My Guard force works up to 21 days and then 7 days off, some have to travel long distances to their villages and if caught by the Taliban are excuted. There is no MWR, no welfare, no equipment for them, they have nothing, no TV, no Internet etc.  I take a portion of my pay every month and buy gym equipment for them, get them volleyballs and soccer balls, have competitions for them and they are really enjoying the friendship.  I get them new and used army boots, and have started "Operation Walking Tall" where people can donate new or used army boots and belts to a retailer and they will ship them to me.

What have my efforts and insights accomplished?  Well since I have been here I have not had so much as a single guard accused of stealing an apple, they always report for duty on time, and have done an excellent job protecting the facility and the Expats/TCN's here.  No incidents or occurrences, no head aches or problems, no threats or insider attacks.  They are respected by everyone here and we respect them.

The guard force found out I was getting ready to go on leave, they pitched together some money that they could not afford to give to buy gifts for my Wife and myself to take back home.  I was completely taken back by this gesture but I should have not expected less knowing how respectful they are.

If you treat them with repsect, they will take you in and protect you with their lives, they will look out for you, they are loyal and trustfull and above all very respectful.  If i had not come back here as a civilian, I doubt that I would have seen this side of them, people at their best.

Cheers
Pop


----------



## Smirnoff123 (11 Feb 2013)

Great post.


----------



## BeyondTheNow (11 Feb 2013)

Thank you for sharing your positive experience. I hope you continue to benefit from those around you just as your presence is benefiting them, I'm sure.  Stay safe, thoughts and prayers to you and your loved ones.


----------



## cphansen (11 Feb 2013)

Popurhedoff said:
			
		

> Mindset,
> 
> When I was on tour in Kandahar, our mindset was focused on the enemy, what we thought about them as a people was clouded by our hate, prejudices, and our indifference.  Now being over here for a year and a half as a civilian I can say that I have gained a whole new insight and an appreciation for the average Afghanistan person.
> 
> ...



Are you sure you weren't Col. John Masters of the Gurkhas in a previous incarnation. He makes the same sort of observations in his memoirs Bugles and a Tiger in the morning, and Beyond Mandaly.

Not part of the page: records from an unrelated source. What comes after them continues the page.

PR #2591, opened 2022-08-26
Improve Error Logging (WCP / User Seats Management Functionality)

adrians5j:
## Changes
This PR improves error handling done in the "WCP increment/decrement user seats" code section.

## How Has This Been Tested?
Manually.

## Documentation
N/A (a small improvement)

### DIFF
--- a/packages/api-wcp/src/createWcp.ts
+++ b/packages/api-wcp/src/createWcp.ts
@@ -50,11 +50,10 @@ export const createWcp = async (): Promise<WcpContextObject> => {
             return;
         }
 
-        // If the `.json()` call throws an error, we don't want to disrupt the flow.
         let jsonParseError, json;
 
         try {
-            json = await response.json().catch();
+            json = await response.json();
         } catch (e) {
             jsonParseError = e;
         }
--- a/packages/api-wcp/src/createWcp.ts
+++ b/packages/api-wcp/src/createWcp.ts
@@ -58,7 +58,7 @@ export const createWcp = async (): Promise<WcpContextObject> => {
             jsonParseError = e;
         }
 
-        let message = `An error occurred while trying to ${operation} user seats.`;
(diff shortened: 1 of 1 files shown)


packages/api-wcp/src/createWcp.ts
```diff
@@ -50,25 +50,22 @@ export const createWcp = async (): Promise<WcpContextObject> => {
...
+        }
+
+        let message = `An error occurred while trying to ${operation} user seats.`;
+        if (jsonParseError) {
+            message += " Could not JSON-parse received HTTP response.";
         }
+
+        console.error(message, response.status, response.statusText, jsonParseError || json);
+
+        throw new Error(message);
```
Pavel910: I would throw a `WError` (you're already importing it at the top of the file), so you can set a proper error code. Error message on its own is not enough.

packages/api-wcp/src/createWcp.ts
```diff
@@ -50,25 +50,22 @@ export const createWcp = async (): Promise<WcpContextObject> => {
...
-                response.status,
-                response.statusText
-            );
-            throw new Error(
-                `An error occurred while trying to ${operation} user seats. Please check logs for more info.`
-            );
+            jsonParseError = e;
+        }
+
+        let message = `An error occurred while trying to ${operation} user seats.`;
```
Pavel910: Maybe let's try this form of message:
Instead of `An error occurred while trying to`, we can say `Failed to`, which essentially means the same thing, but is 5 times shorter. It's better from the user perspective, and us typing. You just get the message across faster.

I'd make it `Failed to ${operation} user seats.`. And if you agree, I'd generally make this a standard way we write these messages.

Pavel910 (changes requested):

Pavel910 (approved):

He makes the point that respect is all important. That if you respect your troops culture and honour their customs and acknowledge their achievements, you are laying the groundwork for a successful relationship.  Now he was talking about the Gurkhas and you have had the same type of experience with the Afghans and Gen Radley Waters had the same philosophy in training his tankers.

Could it be that we Canadians, Afghans and Gurkhas have more in common than we think?

Thanks for your posting.


----------



## Popurhedoff (11 Feb 2013)

> Are you sure you weren't Col. John Masters of the Gurkhas in a previous incarnation. He makes the same sort of observations in his memoirs Bugles and a Tiger in the morning, and Beyond Mandaly.
> 
> He makes the point that respect is all important. That if you respect your troops culture and honour their customs and acknowledge their achievements, you are laying the groundwork for a successful relationship.  Now he was talking about the Gurkhas and you have had the same type of experience with the Afghans and Gen Radley Waters had the same philosophy in training his tankers.
> 
> Could it be that we Canadians, Afghans and Gurkhas have more in common than we think?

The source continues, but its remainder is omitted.